Als visuelle Wahrnehmung (auch Sehsinn) bezeichnet man eine Sinneswahrnehmung von Lebewesen, mit der Licht, also bestimmte elektromagnetischer Wellen wahrgenomen werden kann. Das für Menschen sichtbare Licht hat Wellenlängen von etwa 380 nm bis 760 nm und wird von ultraviolett beziehungsweise infrarot begrenzt. Die Empfindlichkeit ist dabei zwischen 550 nm und 600 nm am größten, also im gelbgrünen Farbbereich. Die für andere Lebewesen erkennbaren Spektralbereiche unterscheiden sich teilweise erheblich.

Säugetiere

Auf der Netzhaut im Auge befinden sich neben anderen Sinneszellen Millionen von Photorezeptoren, die auf die einfallenden Lichtstrahlen reagieren und die Reize über nachgeschaltete Zellen und den Sehnerv als elektrische Signale an das Gehirn weiterleiten. Die Photorezeptoren setzen sich aus zwei Zelltypen zusammen: den Stäbchen und Zapfen. Mithilfe der Stäbchen können wir hell-dunkel sehen (Eselsbrücke: Stäbchen = Dämmerungssehen), die Zapfen ermöglichen das Sehen von Farben (Eselsbrücke: Zapfen = Farbsehen), wobei auf die drei Grundfarben rot, grün und blau angesprochen wird.

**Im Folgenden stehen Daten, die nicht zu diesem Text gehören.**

PR #1553, opened 2026-04-14
commit for referral addition

demetthyl:
Second attempt to add the referral parameter on ldap user federation


sschu:
@demethyl Something is still wrong, there are a lot of commits and changes in your PR. I will go ahead and close it, feel free to open a new one only changing what you are actually trying to change.

Issue #1510, opened 2026-03-13
Allow strings for *_wo_version


dominiktopp:
### Description

The attributes *_wo_version are of type Int (e.g. https://github.com/keycloak/terraform-provider-keycloak/blob/42ae5d837d4a2e2997e3670bbdefbc6ff3781811/provider/resource_keycloak_openid_client.go#L84-L90)

Please change this to string for more flexibility.

### Motivation

We are using Azure Key Vault as a source for the client secrets used in the Keycloak Terraform provider.
Azure Key Vault secrets provide a [version attribute](https://registry.terraform.io/providers/hashicorp/azurerm/latest/docs/data-sources/key_vault_secret#version-1) but it is of type string. Therefore we cannot just pass this to the Keycloak Terraform provider.
I dont't know how other cloud providers handle versioning of secrets, but type string seems to be very flexible because you could also just use e.g. the last modified timestamp for *_wo_version.

Fortunately this version string from Azure uses the hexadecimal alphabet, so we can convert it with `parseint(data.azurerm_key_vault_secret.secret.version, 16)` as a workaround.

PR #1559, opened 2026-04-16
convert wo_version attributes to string

dominiktopp:
The attributes *_wo_version are of type Int.
Type string is much more flexible: For example the Azure Key Vault Secret resource provides a version attribute of type string. But this cannot be used, because Keycloak Terraform Provider forces type int.

solves https://github.com/keycloak/terraform-provider-keycloak/issues/1510


sschu:
@dominiktopp I fear this could be a breaking change. Can you check what happens when you create an int version and then switch to a provider using string instead?

dominiktopp:
Yeah, I also thought about this. I hope I'll find time to test it during the next one or two weeks

remcojansen:
Changing version type to string makes it more versatile indeed. I had the same intuition about backward compatibility and ran a few tests.

1. Create `keycloak_openid_client` resource with `client_secret_wo_version = 1` using provider v5.8.0
2. Change `client_secret_wo_version` value from `1` -> `2`
3. Apply same configuration (`client_secret_wo_version = 2`) using custom built provider from your branch to confirm no drift would be reported
4. Change `client_secret_wo_version` value from `2` -> `3`
5. Change `client_secret_wo_version` value from `3` -> `"four"`

It turns out the provider handles all cases well. After step 3 it silently converts integers to strings and treats the integers in the configuration as well as in the state as strings.

That said, when I asked copilot, I learned that it is recommended to handle the conversion explicitly by introducing a new version of the resource and adding a function that upgrades the state to the new type. You can see here what that could look like: https://github.com/dominiktopp/terraform-provider-keycloak/compare/wo_version_as_string...remcojansen:terraform-provider-keycloak:wo_version_as_string_upgrade

I ran the tests with this code as well and did not observe a difference in behavior.

dominiktopp:
Thanks @remcojansen, I merged your code and also adapted it for the identity provider ressource.

Currently the test / acceptance is failing. But it seems to be flaky, on fail has been in 26.5.7 and one in 26.1.4...

sschu (approved):
Thanks @dominiktopp and @remcojansen , LGTM!

Issue #1494, opened 2026-03-04
Add `import` arguments for all resources created by Keycloak by default


dominiktopp:
### Description

Keycloak creates many default resources when creating a realm: scopes (profile, email, ...), clients (account, broker, ...), roles and so on.

Some of those resources like e.g. [keycloak_openid_client ](https://registry.terraform.io/providers/keycloak/keycloak/5.7.0/docs/resources/openid_client#import-2) provide an attribute `import` which allows to import instead of create this resource.

Please add this `import` attribute to all resource types created by Keycloak during realm creation.

### Motivation

It is not easy to workaround those limitation without manual steps:

1. comment out the resource (e.g. `"keycloak_openid_client_scope" "gkp_external_profile"` )
2. terraform apply
3. add/uncomment the resource, add data and import block
```
data "keycloak_openid_client_scope" "profile" {
  realm_id = "my-realm"
  name     = "profile"
}
import {
    to = keycloak_openid_client_scope.profile
    id = "my-realm/${data.keycloak_openid_client_scope.profile.id}"
}
resource "keycloak_openid_client_scope" "profile" {
    realm_id               = "my-realm"
    name                   = "profile"
    consent_screen_text    = "our custom consent screen text for client scope profile"
}
```
4. terraform apply

### Details

At least `keycloak_openid_client_scope` and `keycloak_generic_protocol_mapper` are missing an `import` attribute for our use case.

#732 and #1083 describe the same problem but limited to protocol mappers.

UristMcEngineer:
One resource which I would currently need an import attribute for is `keycloak_openid_full_name_protocol_mapper`. This is necessary to overwrite which user information gets mapped to the `name` claim where currently the automatically generated full name mapper applies. Simply adding a `keycloak_openid_user_attribute_protocol_mapper` which also targets the `name` claim does not work reliably and the existing `keycloak_openid_full_name_protocol_mapper` has to be manually configured to not be applied or manually deleted.

FWest98:
We are running into the same issue. Specifically, we have the following objectives:
- Augment/modify an existing OIDC client scope - the `import` key could work here
- Remove existing mappers inside client scopes - the `import` key does not seem to be a complete solution yet. Similar to @UristMcEngineer, we want to remove the default "full name" mapper and replace it with a custom mapper that provides the same `name` claim.

PR #1579, opened 2026-05-01
Add Import to KC realm and generic protomapper resources

fourjr:
Related to #1494

Adds import keyword to allow importing pre created resources such as master realm without running the tf import command seperately.


sschu:
@fourjr Thanks for you contribution! The DCO check if failing, can you please sign-off your commits?

sschu:
@fourjr Since Terraform supports import blocks natively now, the current direction is to not add special import attributes to the provider anymore. Therefore, I will go ahead and close this PR. Feel free to comment if you disagree.

PR #1583, opened 2026-05-07
Document allow_utf8 parameter for keycloak_realm smtp_server

ingokuba:
This parameter has been added with [this commit](https://github.com/keycloak/terraform-provider-keycloak/commit/2c7e6790525e2cc09c65070a96634b1e7983b4f1) but is missing in the documentation: https://registry.terraform.io/providers/keycloak/keycloak/latest/docs/resources/realm#smtp


sschu (approved):
@ingokuba Thanks for spotting!

PR #1589, opened 2026-05-19
feat(google-idp): expose login_hint as top-level attribute

springerigor:
## What

Adds `login_hint` as a top-level attribute on `keycloak_oidc_google_identity_provider`, mirroring what `keycloak_oidc_identity_provider` and `keycloak_saml_identity_provider` already expose.

## Why

The underlying `keycloak.IdentityProviderConfig` struct already has the field:

```go
LoginHint string `json:"loginHint,omitempty"`
```

and Keycloak's `AbstractOAuth2IdentityProvider#createAuthorizationUrl` honors it for the Google IDP, since `GoogleIdentityProvider` extends `OIDCIdentityProvider` which extends `AbstractOAuth2IdentityProvider`. Closed upstream PR [keycloak/keycloak#8374](https://github.com/keycloak/keycloak/pull/8374) was specifically about adding the Google admin UI toggle - the runtime support is already there.

Today this attribute is unreachable through this provider:

- The Google resource schema doesn't expose it as a top-level attribute.
- Setting `extra_config = { loginHint = "true" }` is rejected with `extra_config key "loginHint" is not allowed, as it conflicts with a top-level schema attribute`, because `validateExtraConfig` reflects over `IdentityProviderConfig` and finds the matching JSON tag.
- Setting it out-of-band via `kcadm` is wiped on the next `terraform apply` because the resource PUTs a config that omits the field.

This leaves users with no way to enable `login_hint` forwarding for a Google IDP via Terraform, even though the underlying behavior is fully supported by Keycloak. This PR closes that gap.

## Changes

- `provider/resource_keycloak_oidc_google_identity_provider.go` - add `login_hint` to the schema; wire it through `getOidcGoogleIdentityProviderFromData` and `setOidcGoogleIdentityProviderData`.
- `provider/resource_keycloak_oidc_google_identity_provider_test.go` - add `TestAccKeycloakOidcGoogleIdentityProvider_loginHint` acceptance test.
- `docs/resources/oidc_google_identity_provider.md` - document the new attribute.

Note: the underlying Keycloak attribute `loginHint` is a boolean stored as a string (parsed via `Boolean.parseBoolean`), so values should be `"true"` or `"false"`. This matches how the generic OIDC and SAML resources already model the same attribute (`schema.TypeString`).

## Usage

```hcl
resource "keycloak_oidc_google_identity_provider" "google" {
  realm         = keycloak_realm.realm.id
  client_id     = var.google_client_id
  client_secret = var.google_client_secret
  login_hint    = "true"
}
```

### DIFF
--- a/docs/resources/oidc_google_identity_provider.md
+++ b/docs/resources/oidc_google_identity_provider.md
@@ -50,6 +50,7 @@ resource "keycloak_oidc_google_identity_provider" "google" {
 - `request_refresh_token` - (Optional) Sets the "access_type" query parameter to "offline" when redirecting to google authorization endpoint,to get a refresh token back. This is useful for using Token Exchange to retrieve a Google token to access Google APIs when the user is offline.
 - `default_scopes` - (Optional) The scopes to be sent when asking for authorization. It can be a space-separated list of scopes. Defaults to `openid profile email`.
 - `accepts_prompt_none_forward_from_client` - (Optional) When `true`, unauthenticated requests with `prompt=none` will be forwarded to Google instead of returning an error. Defaults to `false`.
+- `login_hint` - (Optional) Pass `login_hint` to the Google identity provider. Set to `"true"` to forward the `login_hint` query parameter from the inbound OIDC request to Google. The underlying Keycloak attribute `loginHint` is a boolean string, so the value should be `"true"` or `"false"`.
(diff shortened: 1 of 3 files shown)


sschu (approved):
LGTM, thanks!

Wenn Licht auf die Netzhaut fällt, passiert folgendes: In jedem Photorezeptor sind sogenannte Sehfarbstoffe eingelagert, die sich beim Auftreffen des Lichts zersetzen. Diese Zersetzung löst einen Impuls aus, der in den Rezeptoren eine Aktivitätsänderung bewirkt, welche von den nachfolgenden Zellen wahrgenommen und verarbeitet wird, um das Signal dann zum Hirn zu leiten.

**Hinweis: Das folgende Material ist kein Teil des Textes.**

PR #1590, opened 2026-05-19
fix(authentication-execution-config): use executionId-aware endpoint for GET

felipe-gon:
## What

Fixes `GetAuthenticationExecutionConfig` in the SDK so it queries the
endpoint that current Keycloak versions actually expose:

- before: `GET /realms/{realm}/authentication/config/{id}`
- after:  `GET /realms/{realm}/authentication/executions/{executionId}/config/{id}`

The first form returns `404` on recent Keycloak releases, which made
`keycloak_authentication_execution_config` resources unreadable after
creation/refresh.

## Why

`keycloak.AuthenticationExecutionConfig` already carries `ExecutionId`,
and other operations in this file (`NewAuthenticationExecutionConfig`,
`UpdateAuthenticationExecutionConfig`, `DeleteAuthenticationExecutionConfig`)
already use the executionId-scoped path. Only the GET was using the legacy
shape, which is why the resource only broke on read/refresh.

## Changes

- `keycloak/authentication_execution_config.go`: switch the GET URL to the
  executionId-scoped path.
- `provider/resource_keycloak_authentication_execution_config_test.go`:
  populate `ExecutionId` in the destroy check helper, otherwise the helper
  would call the new endpoint without the required path segment.

## Test plan

Existing acceptance tests cover this code path:

- `TestAccKeycloakAuthenticationExecutionConfig_basic`
- `TestAccKeycloakAuthenticationExecutionConfig_updateForcesNew`
- `TestAccKeycloakAuthenticationExecutionConfig_import`

Both `testAccCheckKeycloakAuthenticationExecutionConfigExists` and
`testAccCheckKeycloakAuthenticationExecutionConfigDestroy` exercise
`GetAuthenticationExecutionConfig`, so the fix is covered end-to-end.

### DIFF
--- a/keycloak/authentication_execution_config.go
+++ b/keycloak/authentication_execution_config.go
@@ -25,7 +25,7 @@ func (keycloakClient *KeycloakClient) NewAuthenticationExecutionConfig(ctx conte
 
 // GetAuthenticationExecutionConfig https://www.keycloak.org/docs-api/latest/rest-api/index.html#_get_adminrealmsrealmauthenticationconfigid
 func (keycloakClient *KeycloakClient) GetAuthenticationExecutionConfig(ctx context.Context, config *AuthenticationExecutionConfig) error {
-	return keycloakClient.get(ctx, fmt.Sprintf("/realms/%s/authentication/config/%s", config.RealmId, config.Id), config, nil)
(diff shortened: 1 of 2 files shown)


sschu:
@felipe-gon Thanks for your contribution! If the current behaviour is wrong, shouldn't we modify the test so it actually fails and is successful only with your fix?

sschu:

PR #70, opened 2020-09-10
Fixup documentation build scripts

bpkroth:
Some minor tweaks following #61

### DIFF
--- a/website/Makefile
+++ b/website/Makefile
@@ -40,6 +40,7 @@ public/index.html:
 clean-sphinx-site:
 	rm -rf sphinx/_build
 	rm -rf sphinx/api
+	git restore sphinx/api/mlos.rst
 	rm -rf public/python_api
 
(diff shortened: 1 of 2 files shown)


website/Makefile
```diff
@@ -40,6 +40,7 @@ public/index.html:
 clean-sphinx-site:
 	rm -rf sphinx/_build
 	rm -rf sphinx/api
+	git restore sphinx/api/mlos.rst
```
bpkroth, line 43: Kind of a hack, but it works ...

amueller: I mean the whole sphinx business is a bit hacky right now and I take all the blame :-/

amueller (approved):

website/Makefile
bpkroth: I added to it, so I think we can share that blame :)

Issue #72, opened 2020-09-10
Move to pytest


amueller:
we should use pytest as test runner

bpkroth:
For the record, one of the goals here is to be able to get some better stats on how long tests take.
See Also #67

byte-sculptor:
I'm still educating myself about the relative merits of these two frameworks. What features of pytest particularly take your fancy? I know you mentioned parameterizable tests in the past...

amueller:
parametrizable tests, better error messages, plugins for coverage and some other plugins.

Bei der menschlichen Wahrnehmung wird zwischen einem Bereich des unscharfen (peripheres Sehen) und eines scharfen Gesichtsfeldes (foveales Sehen) unterschieden. Welche Gesichtsfelder andere Säugetiere besitzen ist nicht für jede Art im Detail bekannt.

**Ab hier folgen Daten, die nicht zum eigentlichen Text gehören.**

Issue #71, opened 2020-09-10
Can't call optimum from BayesianOptimizerProxy


amueller:
currently the ``optimum`` implementation of BayesianOptimizerProxy is empty.

amueller:
fixed in #76.

PR #76, opened 2020-09-14
add base implementation of optimum in OptimizerInterface

amueller:
This adds an implementation of "optimum" to the BayesianOptimizerProxy based on the public ``get_all_observations``.

I'm not sure how @byte-sculptor feels about adding implementations to the interface class. This implementation could probably be shared by all derived classes so this felt like a natural place.

Another concern with the current trivial implementation is that right now it adds a copy of the data in ``BayesianOptimizer``. That could be easily addressed by adding a ``allow_view=False`` argument to ``get_all_observations`` to not make the copy unless it's required.

Obviously still missing tests


bpkroth:
> 
> 
> This adds an implementation of "optimum" to the BayesianOptimizerProxy based on the public `get_all_observations`.
> 
> I'm not sure how @byte-sculptor feels about adding implementations to the interface class. This implementation could probably be shared by all derived classes so this felt like a natural place.

Depends on whether the language will accept it, but I'm generally okay with that.
Other option is to define a base class that by convention everything inherits from to provide your default implementations, but that seems like unnecessary extra classes to me, so avoid it if you can?

> Another concern with the current trivial implementation is that right now it adds a copy of the data in `BayesianOptimizer`. That could be easily addressed by adding a `allow_view=False` argument to `get_all_observations` to not make the copy unless it's required.

:thumbsup:

Only question I have is what the default should be.  How often do you need a copy, and what are the potential damages by not always returning a copy by default?

> Obviously still missing tests

bpkroth:
For the record, I believe this is to address issue #71, which one of the students reported.

byte-sculptor:
Looks, good. I think this class is the best place for the implementation, though it should never have been named an OptimizerInterface. So if it's not too much work to rename the class to OptimzierBase, I think that would be a nice improvement.

amueller:
> Only question I have is what the default should be. How often do you need a copy, and what are the potential damages by not always returning a copy by default?

I think the potential danger is having the copy overhead. I assume that to be negligible, based on no data at all. If you call "optimum" in a tight loop then the copy might become a bottleneck, but I would call the premature optimization.

bpkroth:
> 
> 
> > Only question I have is what the default should be. How often do you need a copy, and what are the potential damages by not always returning a copy by default?
> 
> I think the potential danger is having the copy overhead. I assume that to be negligible, based on no data at all. If you call "optimum" in a tight loop then the copy might become a bottleneck, but I would call the premature optimization.

Oh, my fear was the other way.  By returning the reference, not a copy, then you might risk unintended modification to the internals.

I think the risk of it being slow would be somehow more obvious and benign (it just takes longer, not we've accidentally altered the internal data which is harder to track down).

amueller:
Oh yeah I totally agree, the overwriting is the much bigger risk. The current implementation basically requires ``get_all_observations`` to return a copy which should be super safe, though the responsibility of being safe is on ``get_all_observations`` (which should be reasonably easy to test).

source/Mlos.Python/mlos/Optimizers/SimpleBayesianOptimizer.py
```diff
@@ -300,18 +300,6 @@ def estimate_local_parameter_importance(self, params, t=None):
 
         return local_parameter_importance
 
-    def optimum(self, stay_focused=False):
```
amueller, line 303: I removed some functionality here but this class will be removed anyway from what I understand.

source/Mlos.Python/mlos/Optimizers/OptimizerBase.py
```diff
@@ -56,15 +56,29 @@ def predict(self, feature_values_pandas_frame, t=None) -> Prediction:
         """
         raise NotImplementedError("All subclasses must implement this method.")
 
-    @abstractmethod
-    def optimum(self, stay_focused=False) -> Dict: # TODO: make it return an object
```
bpkroth, line 60: Is the "TODO: make it return an object" comment still worth keeping?

source/Mlos.Python/mlos/Optimizers/OptimizerBase.py
```diff
@@ -56,15 +56,29 @@ def predict(self, feature_values_pandas_frame, t=None) -> Prediction:
...
 
         This could be either min or max, depending on the settings.
 
-        :return:
+        Returns
+        -------
+        best_config_point : Point
+            Configuration that corresponds to the optimum objective value.
+        best_objective : Point
+            Best objective value observed so far.
```
bpkroth, line 69:
```suggestion
        best_objective_point : Point
            Best objective value observed so far (corresponding to the best_config_point).

```

bpkroth, line 69:
```suggestion
        Best objective value observed so far (corresponding to the best_config_point).

```

source/Mlos.Python/mlos/Optimizers/OptimizerBase.py
```diff
@@ -56,15 +56,29 @@ def predict(self, feature_values_pandas_frame, t=None) -> Prediction:
...
         """ Return the optimal value found so far along with the related parameter values.
 
         This could be either min or max, depending on the settings.
 
-        :return:
+        Returns
+        -------
+        best_config_point : Point
+            Configuration that corresponds to the optimum objective value.
+        best_objective : Point
```
bpkroth, line 68:
```suggestion
        best_objective_point : Point

```

source/Mlos.Python/mlos/Optimizers/OptimizerBase.py
amueller: Hm probably not as it's now returning two points?

source/Mlos.Python/mlos/Optimizers/long_haul_tests/LongHaulTestBayesianOptimizer.py
```diff
@@ -167,9 +166,9 @@ def test_bayesian_optimizer_on_simple_2d_quadratic_function_cold_start(self):
 
             bayesian_optimizer.register(input_values_df, target_values_df)
             if i > 20 and i % 20 == 0:
-                self.logger.info(f"[{i}/{num_guided_samples}] Optimum: {bayesian_optimizer.optimum()}")
+                self.logger.info(f"[{i}/{num_guided_samples}] Optimum: {bayesian_optimizer.optimum()[1]}")
 
-        self.logger.info(f"Optimum: {bayesian_optimizer.optimum()}")
+        self.logger.info(f"Optimum: {bayesian_optimizer.optimum()[1]}")
```
bpkroth, line 171: `[1]` seems like the more common value to be asking about, maybe it should be returned first?
Also, named values/properties seems maybe better.

source/Mlos.Python/mlos/unit_tests/TestBayesianOptimizerGrpcClient.py
```diff
@@ -177,6 +179,8 @@ def optimize_quadratic(self, optimizer, num_iterations):
             prediction = optimizer.predict(features_df)
             prediction_df = prediction.get_dataframe()
 
+
+
             y = quadratic(**params_dict)
```
bpkroth, line 184: Nit: extra whitespace

.gitignore
```diff
@@ -428,3 +428,6 @@ website/themes
 website/sphinx/_build
 website/sphinx/api
 website/python_api
+
+# python code coverage
+coverage
```
bpkroth, line 433: does that need to go in the top level?

bpkroth: Actually, seems unrelated for this PR, no?

source/Mlos.Python/mlos/Optimizers/OptimizerBase.py
bpkroth: I noted down below that it may make more sense to return named params as well, but that can certainly get pushed off to a different PR.

.gitignore
amueller: depends? Not necessarily, that's the default if this is where we run the python tests from.

source/Mlos.Python/mlos/Optimizers/long_haul_tests/LongHaulTestBayesianOptimizer.py
amueller: having configuration, optimum makes more sense to me, and I think actually the configuration is the more interesting one, but it's not used in the tests right now because it might not have been available before?

source/Mlos.Python/mlos/Optimizers/OptimizerBase.py
```diff
@@ -11,7 +11,7 @@
 from mlos.Optimizers.RegressionModels.Prediction import Prediction
 from mlos.Spaces import Point
 
-class OptimizerInterface(ABC):
+class OptimizerBase(ABC):
     """ Defines the interface to all our optimizers.
```
byte-sculptor, line 15: Defines the base class for all our optimizers.

source/Mlos.Python/mlos/Optimizers/OptimizerBase.py
byte-sculptor: I think you are addressing the TODO with this PR so I think it's good that you changed it. I would also change the type hint of the return value to: ```-> Tuple[Point, Point]```

source/Mlos.Python/mlos/Optimizers/OptimizerBase.py
```diff
@@ -56,15 +56,31 @@ def predict(self, feature_values_pandas_frame, t=None) -> Prediction:
...
+        -------
+        best_config_point : Point
+            Configuration that corresponds to the optimum objective value.
+        best_objective_point : Point
+
+            Best objective value observed so far (corresponding to the best_config_point).
+
         """
-        raise NotImplementedError("All subclasses must implement this method.")
+        features_df, objectives_df = self.get_all_observations()
```
byte-sculptor, line 73: What if the user calls optimum before registering any observations?

source/Mlos.Python/mlos/Optimizers/SimpleBayesianOptimizer.py
byte-sculptor: Yeah, I wouldn't worry about it. The more we break it before deleting it, the less likely it is that someone will take a dependency on it :D

source/Mlos.Python/mlos/Optimizers/long_haul_tests/LongHaulTestBayesianOptimizer.py
```diff
@@ -115,8 +115,7 @@ def test_bayesian_optimizer_on_simple_2d_quadratic_function_pre_heated(self):
 
             # Register the observation with the optimizer
             bayesian_optimizer.register(input_values_df, target_values_df)
-
-        self.logger.info(f"Optimum: {bayesian_optimizer.optimum()}")
+        self.logger.info(f"Optimum: {bayesian_optimizer.optimum()[1]}")
```
byte-sculptor, line 118: Could we please change it to:
```
best_config_point, best_objective = bayesian_optimizer.optimum()
self.logger.info(f"Optimum: {best_objective}")
```
Unpacking the tuple this way makes it clear to the reader what's going on. It also creates a neat pattern for people to copy-paste in their own client code.

source/Mlos.Python/mlos/Optimizers/long_haul_tests/LongHaulTestBayesianOptimizer.py
```diff
@@ -167,9 +166,9 @@ def test_bayesian_optimizer_on_simple_2d_quadratic_function_cold_start(self):
 
             bayesian_optimizer.register(input_values_df, target_values_df)
             if i > 20 and i % 20 == 0:
-                self.logger.info(f"[{i}/{num_guided_samples}] Optimum: {bayesian_optimizer.optimum()}")
+                self.logger.info(f"[{i}/{num_guided_samples}] Optimum: {bayesian_optimizer.optimum()[1]}")
```
byte-sculptor, line 169: same as above

source/Mlos.Python/mlos/Optimizers/long_haul_tests/LongHaulTestBayesianOptimizer.py
byte-sculptor: We can always log both :)

source/Mlos.Python/mlos/Optimizers/long_haul_tests/LongHaulTestBayesianOptimizer.py
byte-sculptor: or even:

```
best_config_point, best_objective = bayesian_optimizer.optimum()
self.logger.info(f"Optimum config: {best_config_point}, optimum objevtive: {best_objective}")
```

amueller: the linter will complain about the unused variable, though, right?
I had it first as 
```python
_, best_objective = bayesian_optimizer.optimum()
```
but I'm not sure that's more useful?

source/Mlos.Python/mlos/Optimizers/OptimizerBase.py
amueller: It errors awkwardly right now. I can make it throw a nicer error?

source/Mlos.Python/mlos/Optimizers/long_haul_tests/LongHaulTestBayesianOptimizer.py
byte-sculptor: Also, are there any invariants we can assert about the optima in this test and in the tests below? Specifically:
1. That it is in fact the optimum
2. That the config belongs to the parameter space
3. That the optimum belongs to the objective space
4. Anything else you can think of

source/Mlos.Python/mlos/unit_tests/TestBayesianOptimizerGrpcClient.py
```diff
@@ -192,4 +194,10 @@ def optimize_quadratic(self, optimizer, num_iterations):
                 registered_objectives_df = objectives_df
             else:
                 registered_objectives_df = registered_objectives_df.append(objectives_df, ignore_index=True)
+
+            best_params, optimum = optimizer.optimum()
+            # ensure current optimum doesn't go up
+            assert optimum.y <= old_optimum
```
byte-sculptor, line 200: self.assertTrue(optimum.y <= old_optimum)

amueller: Is that different? If we move to pytest, the current version will give a nicer error afaik.

source/Mlos.Python/mlos/Optimizers/OptimizerBase.py
amueller: throwing a nicer error now.

source/Mlos.Python/mlos/Optimizers/long_haul_tests/LongHaulTestBayesianOptimizer.py
amueller: I'm happy to add some of these but I feel that's mostly unrelated to this PR, right? More testing is always good but I'd love to push this to the students.

source/Mlos.Python/mlos/unit_tests/TestBayesianOptimizerGrpcClient.py
amueller: The unittest way to get the same message would be ``self.assertLessEqual(optimum.y, old_optimum)``

.gitignore
bpkroth: k, cool

source/Mlos.Python/mlos/Optimizers/long_haul_tests/LongHaulTestBayesianOptimizer.py
```diff
@@ -322,5 +329,5 @@ def run_optimization(optimizer):
 
             for _ in range(40):
                 run_optimization(optimizer)
-            print(optimizer.optimum()['function_value'])
-            self.assertLessEqual(sign * optimizer.optimum()['function_value'], -5.5)
+            print(optimizer.optimum()[1]['function_value'])
```
bpkroth, line 332: Do you want to replace these too?

amueller:
had to resolve some merge conflicts so please check again.

source/Mlos.Python/mlos/Optimizers/unit_tests/TestBayesianOptimizer.py
```diff
@@ -167,7 +193,14 @@ def test_bayesian_optimizer_on_simple_2d_quadratic_function_cold_start(self):
 
             bayesian_optimizer.register(input_values_df, target_values_df)
             if i > optimizer_config.min_samples_required_for_guided_design_of_experiments and i % 10 == 1:
-                print(f"[{i}/{num_iterations}] Optimum: {bayesian_optimizer.optimum()}")
+                _, all_targets = bayesian_optimizer.get_all_observations()
+                best_config, optimum = bayesian_optimizer.optimum()
+                print(f"[{i}/{num_iterations}] Optimum: {optimum}")
+                assert optimum.y == all_targets.min()[0]
+                assert input_space.contains_point(best_config)
```
byte-sculptor, line 200: Is it just awkward to use self.assertTrue(), is it conflicting with the upcoming switch to pytest or is it just habit? Either way it will throw, but I'm curious if there are any reasons not to use the unittest's built-ins?

byte-sculptor: Just saw your comment below.

byte-sculptor, line 200: Just for the future, the __contains__ operator is overriden, so we can do:
```
best_config in input_space
```

amueller: Thanks, that's cool!
Also, for one-line fixes, github allows you to suggest so I can immediately commit your suggestion :)

Do you want me to change this here and/or happy to approve otherwise?

byte-sculptor (approved):

bpkroth (approved):
LGTM.  Thanks!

Dabei muss es sich hierbei nicht zwangsläufig um Wellen im Nanometer-Bereich also Licht handeln. Fledermäuse beispielsweise sehen im Ultraschallbereich. Entscheidend ob von Sehen gesprochen werden kann ist vielmehr die Tatsache, ob die durch entsprechende Rezeptoren gewonnenen Reize zu einem Bild zusammen gesetzt werden können.

Tag- und Nachtsehen

Wegen der unterschiedlichen spektralen Empfindlichkeit der Stäbchen und Zapfen, wie sie durch die V(lambda)-Kurve beschrieben ist, ergibt sich der sogenannte Purkinje-Effekt: das menschliche Auge ist im Bereich des Nachtsehens (das heißt dunkeladaptiert, also bei geringer Beleuchtungsstärke) blauempfindlicher als beim Tagsehen. Daneben verlangsamt sich beim dunkeladaptierten Auge die Reizverarbeitung, der Seheindruck wird "träger", diese physiologische Besonderheit bewirkt den Pulfrich-Effekt.

Farbwahrnehmung

Besonderes Augenmerk beim Menschen verdient die Farbwahrnehmung, die die drei Dimensionen Farbton, Helligkeit und Sättigung unterscheidet. Siehe Artikel Farbwahrnehmung.

Räumliches Sehen

Beim Sehen mit zwei Augen gewinnen die meisten Menschen aus den beiden sich überlappenden Bildern räumliche Informationen. Menschen sehen im Nahbereich deshalb nicht in der Art der Zentralperspektive, sondern rechnen die Bilder entsprechend um und sehen ein räumliches Bild. Dabei erscheinen parallele Linien in der Nähe weitgehend parallel, obwohl sie nach der Zentralperspektive aufeinander zu laufen müssten. Naive Maler malen oft in "umgekehrter Perspektive", nähere Strecken erscheinen im Nahbereich kürzer, als weiter entfernte. Es handelt sich in diesem Fall nicht um eine optische Täuschung im eigentlichen Sinne, sondern um eine Eigenschaft des zweiäugigen räumlichen Sehens.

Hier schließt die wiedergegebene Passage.